This has not been such a great week

I think a friendship that was important to me really suffered over the whole LLL fiasco and then I got my progesterone test back and the news wasn’t good (we’ll know more about what’s wrong when I get the results from another bunch of blood tests on Monday). I spent the week trying not to be depressed about these two things.

Happily, today finds me in a much better mood. I’ve made overtures toward the friend which is all I can do (and I’m not letting myself obsess about who said what and who meant what, etc.). And I’m still taking the whole fertility thing one step at a time. Right now I’m focusing on diagnosis and I’ll make decisions about treatment later. I know I have limits stating how far I’m willing to go but I’m not quite sure where those limits are.

I feel frustrated by the fact that I can’t afford adoption. I guess that doesn’t really matter since Brett isn’t as open to adoption as I am. Last night he told me that he really wants to have another child and it’s pretty darn important to him that said child be biological. I hope to adopt someday and I think that Brett will come around but probably not soon. I think our finances would need to be much tighter for him to feel good about adoption.

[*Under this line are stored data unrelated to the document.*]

PR #1531, opened 2024-04-03
feat: Remove support for BrowserID

jrconlin:
## Description

This PR removes BrowserID support from Syncstorage. 
In addition it includes several additional elements I needed to perform local testing and validation.
These included:
  * Updating some library dependencies (to fix audit concerns).
  * Updating the mysql docker image to use supported CircleCI images
  * Locking spanner image to avoid a parse error with the current version
  * Replacing several hard coded test secret values with ones that can optionally read from an environment variable

## Testing

Testing is included

## Issue(s)

Closes: SYNC-3684


pjenvey (dismissed):

docker-compose.spanner.yaml
```diff
@@ -1,62 +1,69 @@
...
-            - sync-db-setup
-        environment:
-            SYNC_HOST: 0.0.0.0
-            SYNC_MASTER_SECRET: secret0
-            SYNC_SYNCSTORAGE__DATABASE_URL: spanner://projects/test-project/instances/test-instance/databases/test-database
-            SYNC_SYNCSTORAGE__SPANNER_EMULATOR_HOST: sync-db:9010
-            SYNC_TOKENSERVER__DATABASE_URL: mysql://test:test@tokenserver-db:3306/tokenserver
-            SYNC_TOKENSERVER__RUN_MIGRATIONS: "true"
+  sync-db:
+    # Getting sporadic errors in spanner.
```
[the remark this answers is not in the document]
jrconlin: Yep. They are. Apparently the most recent Spanner emulator produces the error I noted. That's why it's locked down to a specific version that does work.

tools/integration_tests/run.py
```diff
@@ -52,21 +52,15 @@ def start_server():
...
     mock_fxa_server_url = os.environ["MOCK_FXA_SERVER_URL"]
     url = "%s/v2" % mock_fxa_server_url
-    os.environ["SYNC_TOKENSERVER__FXA_BROWSERID_SERVER_URL"] = url
     os.environ["SYNC_TOKENSERVER__FXA_OAUTH_SERVER_URL"] = mock_fxa_server_url
     the_server_subprocess = start_server()
     try:
         res = 0
         res |= run_live_functional_tests(TestStorage, sys.argv)
         os.environ["TOKENSERVER_AUTH_METHOD"] = "oauth"
-        res |= run_local_tests(include_browserid_specific_tests=False)
```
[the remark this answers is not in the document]
jrconlin: yeah, sorry, over-aggressive pruning there.

syncserver/src/tokenserver/extractors.rs
```diff
@@ -98,14 +98,6 @@ impl TokenserverRequest {
             });
         }
 
-        // If the client previously reported a client state, every subsequent request must include
-        // one. Note that this is only relevant for BrowserID requests, since OAuth requests must
-        // always include a client state.
-        if !self.user.client_state.is_empty() && self.auth_data.client_state.is_empty() {
```
pjenvey, line 104: Double checking these docs stating these sections are "only relevant for BrowserID", I'm not entirely sure about this one -- where do we enforce a non empty `client_state` for oauth? It's a bit more complicated by the fact that we check different places for it (via `X-KeyID` and `X-Client-State`) headers.

I probably need to stare at this code a little more closely but I'm also wondering if a test for this case might be helpful (if it doesn't exist already) -- could be a separate issue.

syncserver/src/tokenserver/extractors.rs
```diff
@@ -159,26 +151,6 @@ impl TokenserverRequest {
...
 
-        // If there's no keys_changed_at on the request, there must be no value stored on the user
-        // record. Note that this is only relevant for BrowserID requests, since OAuth requests
-        // must always include a keys_changed_at header. The Python Tokenserver converts a NULL
-        // keys_changed_at on the user record to 0 in memory, which means that NULL
-        // keys_changed_ats are treated equivalently to 0 keys_changed_ats. This would allow users
-        // with a 0 keys_changed_at on their user record to hold off on sending a keys_changed_at
-        // in requests even though the value in the database is non-NULL. To be thorough, we
-        // handle this case here.
-        if auth_keys_changed_at.is_none()
```
pjenvey, line 170: ..whereas this case seems to definitely be true, `keys_changed_at` is enforced for oauth via the `KeyId` struct, ensuring one exists and is valid and is converted to i64.

syncserver/src/tokenserver/extractors.rs
```diff
@@ -209,12 +181,8 @@ impl FromRequest for TokenserverRequest {
             log_items_mutator.insert("metrics_uid".to_owned(), hashed_fxa_uid.clone());
 
             // To preserve anonymity, compute a hash of the FxA device ID to be used for reporting
-            // metrics. Only requests using BrowserID will have a device ID, so use "none" as
-            // a placeholder for OAuth requests.
-            let hashed_device_id = {
-                let device_id = auth_data.device_id.as_deref().unwrap_or("none");
```
pjenvey, line 215: I think we should kill the `AuthData::device_id` field entirely now as well (now always `None` and no longer used?)

pjenvey (changes requested):

syncserver/src/tokenserver/extractors.rs
jrconlin: Yeah, I didn't want to touch that because it could get complicated, fast. The problem is that `device_id` gets converted to `hashed_device_id`, which has a lot of dependencies, most notably, as part of the HAWK header request. I'll remove the `device_id`, but I'm also going to file a ticket to see about removing `hashed_device_id`, because I think we may need to check the HAWK header bits to make sure that there's no weirdness that could happen if that field goes away.

syncserver/src/tokenserver/extractors.rs
jrconlin: meh, leaving the code and removing the comment seems reasonable.

syncserver/src/tokenserver/extractors.rs
jrconlin: Ah, right! I got thrown by the comment. I'll add this back and remove the browserID stuff.

pjenvey: Sorry, what I meant was I agreed with removing this section, I was just being verbose about how I audited the extractor code and it matched what the comment said: that oauth will always supply a `keys_changed_at` value. So let's nuke it!

jrconlin: Hrm. So, let me counter.
As I understand this step currently, it's a counter for a record being potentially out of step for unknown reasons.
The modified code checks to see if there's an `auth_keys_changed_at` and then checks to see if the user record may have a `0` due to a previously incorrectly written record.  I think that may still be a valid thing to test for.

pjenvey: Just to clarify: the code checks if there's *not* a `keys_changed_at` in the request, which the original comment suggests never happens on oauth, but that's not quite correct. Per the new, more accurate comment added: a `0` value is treated as `None` even on oauth. 👍

pjenvey (approved):
Even a seemingly simple killing code task in tokenserver is tricky 😓 (like everything else in tokenserver :rage1:), thanks @jrconlin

Anyway, after this talk I realized that our limits may not be the same when it comes to fertility treatments. On the one hand, this makes me angry because it’s my body that will have to go through all sorts of ridiculous, humiliating, and/or difficult things but on the other hand, it he wants a biological child with me, there’s really no other choice.

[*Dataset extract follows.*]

PR #1543, opened 2024-04-23
feat: special case purging of users previously migrated to Spanner

pjenvey:
don't issue deletes to their current data on syncstorage if their old "migration records" point to it

Closes SYNC-4225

I know it may seem early to be talking about specific treatment options but the next step after diagnosis is sitting down with the doc and discussion options and so it’s actually not too early at all. Just part of that whirlwind of reproductive medicine; a whirlwind that I’m not so sure I want to step into.

I may have mentioned here that my sister tried to have a baby for three or four years and went through a bunch of treatment to have my nephew, Frankie. Sometimes I feel rotten that I’m making such a big deal about babymaking when I’ve “only” been trying for 21 months.

Here’s the thing: I’m naturally more aggressive about getting stuff done than my sister usually is. Also, I’m feeling really driven by a gap between siblings that is already way too wide for my tastes. It absolutely slaughters me that Noah will not have a brother or sister before he’s five. It makes me want to scream and slam my fists against walls. Intellectually, I think it’ll all be fine and fabulous, but emotionally I worry that he will never enjoy his sibling, that that will never be close, that so much adult attention has ruined him forever. (This is not helped by my mother sometimes heaving a sad sigh and saying, “Noah *needs* another baby in the house.” It’s a dagger in my heart when she says stuff like that.) My desperation comes from the fear that I’m failing him; it’s not just the thought of holding a wee baby of my own in my arms again.